*Supplied records*:
PR #952, opened 2024-09-07
vulkan: mul_mat: fix UB with small warps

smeso:
When the device's warp size is less than 16,
it is possible for [loadstride_a](https://github.com/ggerganov/ggml/blob/master/src/vulkan-shaders/mul_mm.comp#L114) and [loadstride_b](https://github.com/ggerganov/ggml/blob/master/src/vulkan-shaders/mul_mm.comp#L115) to be set to 0.
Because they are calculated as: the workgroup size, multiplied by LOAD_VEC_* (which can be 1) and divided by 16. And the workgroup size is set to be the same as the warp/subgroup size.

The loadstride_* variables are used as increments in the loops that populate the buffers used for the multiplication.

When they are 0, they cause an infinite loop.
But infinite loops without side-effects are UB and the values of loadstride_* are known at compile time.
So, the compiler quietly optimizes all the loops away. As a consequence, the buffers are not populated and the multiplication result is just a matrix with all elements set to 0.

We prevent the UB by making sure that the workgroup size will never be less than 16, even if our device has a smaller warp size (e.g. 8).

### DIFF
--- a/src/ggml-vulkan.cpp
+++ b/src/ggml-vulkan.cpp
@@ -1145,11 +1145,11 @@ static void ggml_vk_load_shaders(vk_device& device) {
     // mulmat
     std::initializer_list<uint32_t> warptile_l = { 128, 128, 128, 16, device->subgroup_size * 2, 64, 2, 4, 4, device->subgroup_size };
     std::initializer_list<uint32_t> warptile_m = { 128,  64,  64, 16, device->subgroup_size, 32, 2, 4, 2, device->subgroup_size };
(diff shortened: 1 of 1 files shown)


ggerganov:
cc @0cc4m

0cc4m:
It's true that the shader was written for devices with warp size of 32 or 64. It breaks for smaller values. Does it even output correct results with warp size 16 or is the result still wrong?

I don't think I have a way to test this.

smeso:
When I tested it, it passed all tests (e.g. test-backend-ops). So it seems to work, but I don't know if there is any corner case in which it would return incorrect results. I can add and run more tests if you can think of anything else that is worth trying.

0cc4m (approved):
@smeso No, your confirmation that it works is enough. Looks good, this won't affect other devices.

PR #961, opened 2024-09-16
vulkan: fix build for GGML_VULKAN_RUN_TESTS, add TFLOPS to logging

jeffbolznv:
GGML_VULKAN_RUN_TESTS currently has build errors like:

```
ggml-vulkan.cpp(5251,5): error C2664: 'void ggml_vk_dispatch_pipeline(ggml_backend_vk_context *,vk_context &,vk_pipeline &,const std::initializer_list<vk::DescriptorBufferInfo> &,size_t,const void *,std::array<uint32_t,3>)': cannot convert argument 4 from 'initializer list' to 'const std::initializer_list<vk::DescriptorBufferInfo> &'
ggml-vulkan.cpp(5497,10): error C2039: 'staging': is not a member of 'ggml_backend_vk_context'
```

and runtime assertions like:
```
ggml-vulkan.cpp:2486: GGML_ASSERT(pipeline->descriptor_set_idx < pipeline->descriptor_sets.size()) failed
```

Fix these, and also add teraflops calculation to the matmul tests.


jeffbolznv:
Ping for review.

I'm curious, is it better to do these sort of fixes in llama.cpp or in ggml?

ggerganov:
Sorry for the delay. Pinging @0cc4m as they are the main maintainer of the vulkan backend.
If we don't get a response in a day or two, will try to review myself - please ping again if necessary.

> I'm curious, is it better to do these sort of fixes in llama.cpp or in ggml?

`llama.cpp` has more eyes in general, so chances for review are better. Although some of the Vulkan PRs are also stale over there (https://github.com/ggerganov/llama.cpp/pull/9407).

src/ggml-vulkan.cpp
```diff
@@ -1,3 +1,6 @@
+// SPDX-FileCopyrightText: Copyright (c) 2024 NVIDIA CORPORATION & AFFILIATES. All rights reserved.
+// SPDX-License-Identifier: MIT
+
```
0cc4m, line 3: Why this note? I don't think this is appropriate. If we put a copyright note here, it'd have to mention others before Nvidia.

0cc4m (commented):
Apart from that copyright note, I think this is fine.

src/ggml-vulkan.cpp
jeffbolznv: It's company policy to add a copyright notice in files that are modified. I'm happy to add other notes here as well, maybe `Copyright (c) 2023-2024 The ggml authors` like is in some other files?

0cc4m: I'm the main author of this file, but many people have contributed. Should we mention them all? The more significant ones? Or just a group?

@ggerganov Do you have an opinion here?

ggerganov: > @ggerganov Do you have an opinion here?

I don't really understand the necessity for adding these SPDX identifiers in the source files. The copyright and license of the project is already specified in the [LICENSE](https://github.com/ggerganov/ggml/blob/master/LICENSE) file, so these identifiers are IMO pointless.

> Should we mention them all? The more significant ones? Or just a group?

We definitely don't want to maintain redundant copyright notices and license identifiers in the source files. There is commit history already available which provides all that information in greater detail. Any entity that wants to claim copyright should be added to the [AUTHORS](https://github.com/ggerganov/ggml/blob/master/AUTHORS) list - this is the main purpose for the file to exist and it's much easier to maintain.

IMO the simplest solution is to remove the identifiers.

jeffbolznv: OK, I think the AUTHORS file will suffice. I've regenerated that file and removed the copyright comments.

0cc4m (approved):

PR #973, opened 2024-09-30
ggml : fix ggml_cast

iboB:
restoring a line which was (I assume accidentally) deleted in #966


JohannesGaessler:
Thank you.

JohannesGaessler (approved):

PR #980, opened 2024-10-02
ggml/ex: calculate accuracy in graph, adapt MNIST

JohannesGaessler:
This PR extends the MNIST example to allow the calculation of the model accuracy within a GGML graph instead of in user code. This is particularly relevant when shuffling data since it's much easier to guarantee that the correct values are being compared. The accuracy is calculated by first calculating `ARGMAX` (CUDA implementation added) of the logits and the labels and then counting the number of equal elements (new GGML op `COUNT_EQUAL`). Because the output is an integer the result does not change depending on the number of threads/CUDA blocks and the use of atomic adds. I considered an implementation where the accuracy is calculated in a fused way from the logits and labels but I think that that would be less reusable with a negligible difference for overall performance. For training all relevant statistics can now be obtained by just copying them from the output tensors.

*Directions*: Transcribe the data in full, keeping every character.

*Output of the exercise*:
PR #952, opened 2024-09-07
vulkan: mul_mat: fix UB with small warps

smeso:
When the device's warp size is less than 16,
it is possible for [loadstride_a](https://github.com/ggerganov/ggml/blob/master/src/vulkan-shaders/mul_mm.comp#L114) and [loadstride_b](https://github.com/ggerganov/ggml/blob/master/src/vulkan-shaders/mul_mm.comp#L115) to be set to 0.
Because they are calculated as: the workgroup size, multiplied by LOAD_VEC_* (which can be 1) and divided by 16. And the workgroup size is set to be the same as the warp/subgroup size.

The loadstride_* variables are used as increments in the loops that populate the buffers used for the multiplication.

When they are 0, they cause an infinite loop.
But infinite loops without side-effects are UB and the values of loadstride_* are known at compile time.
So, the compiler quietly optimizes all the loops away. As a consequence, the buffers are not populated and the multiplication result is just a matrix with all elements set to 0.

We prevent the UB by making sure that the workgroup size will never be less than 16, even if our device has a smaller warp size (e.g. 8).

### DIFF
--- a/src/ggml-vulkan.cpp
+++ b/src/ggml-vulkan.cpp
@@ -1145,11 +1145,11 @@ static void ggml_vk_load_shaders(vk_device& device) {
     // mulmat
     std::initializer_list<uint32_t> warptile_l = { 128, 128, 128, 16, device->subgroup_size * 2, 64, 2, 4, 4, device->subgroup_size };
     std::initializer_list<uint32_t> warptile_m = { 128,  64,  64, 16, device->subgroup_size, 32, 2, 4, 2, device->subgroup_size };
(diff shortened: 1 of 1 files shown)


ggerganov:
cc @0cc4m

0cc4m:
It's true that the shader was written for devices with warp size of 32 or 64. It breaks for smaller values. Does it even output correct results with warp size 16 or is the result still wrong?

I don't think I have a way to test this.

smeso:
When I tested it, it passed all tests (e.g. test-backend-ops). So it seems to work, but I don't know if there is any corner case in which it would return incorrect results. I can add and run more tests if you can think of anything else that is worth trying.

0cc4m (approved):
@smeso No, your confirmation that it works is enough. Looks good, this won't affect other devices.

PR #961, opened 2024-09-16
vulkan: fix build for GGML_VULKAN_RUN_TESTS, add TFLOPS to logging

jeffbolznv:
GGML_VULKAN_RUN_TESTS currently has build errors like:

```
ggml-vulkan.cpp(5251,5): error C2664: 'void ggml_vk_dispatch_pipeline(ggml_backend_vk_context *,vk_context &,vk_pipeline &,const std::initializer_list<vk::DescriptorBufferInfo> &,size_t,const void *,std::array<uint32_t,3>)': cannot convert argument 4 from 'initializer list' to 'const std::initializer_list<vk::DescriptorBufferInfo> &'
ggml-vulkan.cpp(5497,10): error C2039: 'staging': is not a member of 'ggml_backend_vk_context'
```

and runtime assertions like:
```
ggml-vulkan.cpp:2486: GGML_ASSERT(pipeline->descriptor_set_idx < pipeline->descriptor_sets.size()) failed
```

Fix these, and also add teraflops calculation to the matmul tests.


jeffbolznv:
Ping for review.

I'm curious, is it better to do these sort of fixes in llama.cpp or in ggml?

ggerganov:
Sorry for the delay. Pinging @0cc4m as they are the main maintainer of the vulkan backend.
If we don't get a response in a day or two, will try to review myself - please ping again if necessary.

> I'm curious, is it better to do these sort of fixes in llama.cpp or in ggml?

`llama.cpp` has more eyes in general, so chances for review are better. Although some of the Vulkan PRs are also stale over there (https://github.com/ggerganov/llama.cpp/pull/9407).

src/ggml-vulkan.cpp
```diff
@@ -1,3 +1,6 @@
+// SPDX-FileCopyrightText: Copyright (c) 2024 NVIDIA CORPORATION & AFFILIATES. All rights reserved.
+// SPDX-License-Identifier: MIT
+
```
0cc4m, line 3: Why this note? I don't think this is appropriate. If we put a copyright note here, it'd have to mention others before Nvidia.

0cc4m (commented):
Apart from that copyright note, I think this is fine.

src/ggml-vulkan.cpp
jeffbolznv: It's company policy to add a copyright notice in files that are modified. I'm happy to add other notes here as well, maybe `Copyright (c) 2023-2024 The ggml authors` like is in some other files?

0cc4m: I'm the main author of this file, but many people have contributed. Should we mention them all? The more significant ones? Or just a group?

@ggerganov Do you have an opinion here?

ggerganov: > @ggerganov Do you have an opinion here?

I don't really understand the necessity for adding these SPDX identifiers in the source files. The copyright and license of the project is already specified in the [LICENSE](https://github.com/ggerganov/ggml/blob/master/LICENSE) file, so these identifiers are IMO pointless.

> Should we mention them all? The more significant ones? Or just a group?

We definitely don't want to maintain redundant copyright notices and license identifiers in the source files. There is commit history already available which provides all that information in greater detail. Any entity that wants to claim copyright should be added to the [AUTHORS](https://github.com/ggerganov/ggml/blob/master/AUTHORS) list - this is the main purpose for the file to exist and it's much easier to maintain.

IMO the simplest solution is to remove the identifiers.

jeffbolznv: OK, I think the AUTHORS file will suffice. I've regenerated that file and removed the copyright comments.

0cc4m (approved):

PR #973, opened 2024-09-30
ggml : fix ggml_cast

iboB:
restoring a line which was (I assume accidentally) deleted in #966


JohannesGaessler:
Thank you.

JohannesGaessler (approved):

PR #980, opened 2024-10-02
ggml/ex: calculate accuracy in graph, adapt MNIST

JohannesGaessler:
This PR extends the MNIST example to allow the calculation of the model accuracy within a GGML graph instead of in user code. This is particularly relevant when shuffling data since it's much easier to guarantee that the correct values are being compared. The accuracy is calculated by first calculating `ARGMAX` (CUDA implementation added) of the logits and the labels and then counting the number of equal elements (new GGML op `COUNT_EQUAL`). Because the output is an integer the result does not change depending on the number of threads/CUDA blocks and the use of atomic adds. I considered an implementation where the accuracy is calculated in a fused way from the logits and labels but I think that that would be less reusable with a negligible difference for overall performance. For training all relevant statistics can now be obtained by just copying them from the output tensors.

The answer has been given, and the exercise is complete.